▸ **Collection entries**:
----
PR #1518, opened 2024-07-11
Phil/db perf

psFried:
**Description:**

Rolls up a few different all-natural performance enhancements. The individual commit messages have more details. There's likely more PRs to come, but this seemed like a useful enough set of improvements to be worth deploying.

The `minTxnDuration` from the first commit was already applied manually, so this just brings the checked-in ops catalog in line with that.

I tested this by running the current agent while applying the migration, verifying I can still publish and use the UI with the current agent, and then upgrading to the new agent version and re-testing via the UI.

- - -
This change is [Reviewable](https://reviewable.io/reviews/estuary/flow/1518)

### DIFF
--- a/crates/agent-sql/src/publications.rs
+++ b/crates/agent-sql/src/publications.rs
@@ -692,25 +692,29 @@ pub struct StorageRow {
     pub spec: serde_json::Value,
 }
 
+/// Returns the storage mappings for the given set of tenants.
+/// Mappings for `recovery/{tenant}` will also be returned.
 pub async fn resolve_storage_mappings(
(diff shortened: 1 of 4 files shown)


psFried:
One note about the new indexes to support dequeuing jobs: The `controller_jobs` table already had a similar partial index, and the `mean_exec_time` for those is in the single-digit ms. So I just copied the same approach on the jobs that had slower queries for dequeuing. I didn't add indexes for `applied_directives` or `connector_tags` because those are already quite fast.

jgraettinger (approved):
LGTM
----
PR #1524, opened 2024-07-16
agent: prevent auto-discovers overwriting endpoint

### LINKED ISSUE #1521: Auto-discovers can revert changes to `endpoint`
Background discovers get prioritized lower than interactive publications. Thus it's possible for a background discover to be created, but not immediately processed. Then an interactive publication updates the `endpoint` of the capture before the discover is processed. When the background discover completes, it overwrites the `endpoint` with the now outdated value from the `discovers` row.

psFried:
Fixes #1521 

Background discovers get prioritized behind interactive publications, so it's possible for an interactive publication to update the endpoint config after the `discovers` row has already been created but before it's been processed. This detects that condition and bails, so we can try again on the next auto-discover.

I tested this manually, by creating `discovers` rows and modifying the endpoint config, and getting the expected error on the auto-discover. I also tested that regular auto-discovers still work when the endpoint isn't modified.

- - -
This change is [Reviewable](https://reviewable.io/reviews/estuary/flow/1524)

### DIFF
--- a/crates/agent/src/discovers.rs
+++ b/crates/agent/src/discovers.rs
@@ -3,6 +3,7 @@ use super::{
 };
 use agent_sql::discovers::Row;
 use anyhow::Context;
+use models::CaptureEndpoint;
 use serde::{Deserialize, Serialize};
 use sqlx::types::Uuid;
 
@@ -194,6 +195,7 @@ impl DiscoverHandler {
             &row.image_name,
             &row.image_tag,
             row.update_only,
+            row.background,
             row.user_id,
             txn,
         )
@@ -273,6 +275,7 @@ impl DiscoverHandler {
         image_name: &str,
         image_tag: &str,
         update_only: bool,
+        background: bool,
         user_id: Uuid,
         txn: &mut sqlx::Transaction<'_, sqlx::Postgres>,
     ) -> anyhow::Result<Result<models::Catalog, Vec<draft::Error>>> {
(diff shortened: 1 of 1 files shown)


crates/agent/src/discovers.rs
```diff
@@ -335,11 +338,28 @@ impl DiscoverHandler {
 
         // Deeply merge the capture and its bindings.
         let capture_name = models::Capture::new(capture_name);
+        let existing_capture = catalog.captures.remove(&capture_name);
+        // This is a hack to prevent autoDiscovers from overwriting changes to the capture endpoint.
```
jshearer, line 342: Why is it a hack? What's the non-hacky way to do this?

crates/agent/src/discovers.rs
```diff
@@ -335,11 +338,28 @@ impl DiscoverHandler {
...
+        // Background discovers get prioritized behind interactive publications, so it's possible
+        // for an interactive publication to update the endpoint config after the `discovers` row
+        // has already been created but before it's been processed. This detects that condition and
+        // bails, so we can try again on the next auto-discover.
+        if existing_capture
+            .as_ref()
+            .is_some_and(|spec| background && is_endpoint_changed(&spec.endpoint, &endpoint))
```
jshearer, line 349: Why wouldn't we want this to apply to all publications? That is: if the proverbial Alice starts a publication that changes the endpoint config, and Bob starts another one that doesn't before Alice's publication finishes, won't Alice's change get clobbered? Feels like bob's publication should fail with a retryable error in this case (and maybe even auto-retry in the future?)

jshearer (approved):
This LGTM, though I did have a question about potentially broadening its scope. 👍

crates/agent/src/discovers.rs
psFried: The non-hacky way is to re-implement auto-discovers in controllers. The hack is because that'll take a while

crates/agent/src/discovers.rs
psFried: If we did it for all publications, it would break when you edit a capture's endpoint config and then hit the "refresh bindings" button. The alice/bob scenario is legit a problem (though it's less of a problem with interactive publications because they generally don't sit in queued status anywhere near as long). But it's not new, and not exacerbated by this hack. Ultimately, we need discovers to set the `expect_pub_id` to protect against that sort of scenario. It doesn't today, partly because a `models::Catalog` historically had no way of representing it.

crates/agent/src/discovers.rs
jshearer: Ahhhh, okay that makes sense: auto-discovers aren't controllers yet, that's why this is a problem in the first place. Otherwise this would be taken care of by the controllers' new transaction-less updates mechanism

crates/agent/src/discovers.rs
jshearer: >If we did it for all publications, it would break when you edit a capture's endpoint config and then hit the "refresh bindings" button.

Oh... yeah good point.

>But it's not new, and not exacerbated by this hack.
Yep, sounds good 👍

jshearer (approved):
----
▸ **About this exercise**:
Copy out the lines above exactly, beginning at the one that contains "PR #1518, opened 2024-07-11" and ending at the one that contains "line with that.".

▸ **Task solution**:
PR #1518, opened 2024-07-11
Phil/db perf

psFried:
**Description:**

Rolls up a few different all-natural performance enhancements. The individual commit messages have more details. There's likely more PRs to come, but this seemed like a useful enough set of improvements to be worth deploying.

The `minTxnDuration` from the first commit was already applied manually, so this just brings the checked-in ops catalog in line with that.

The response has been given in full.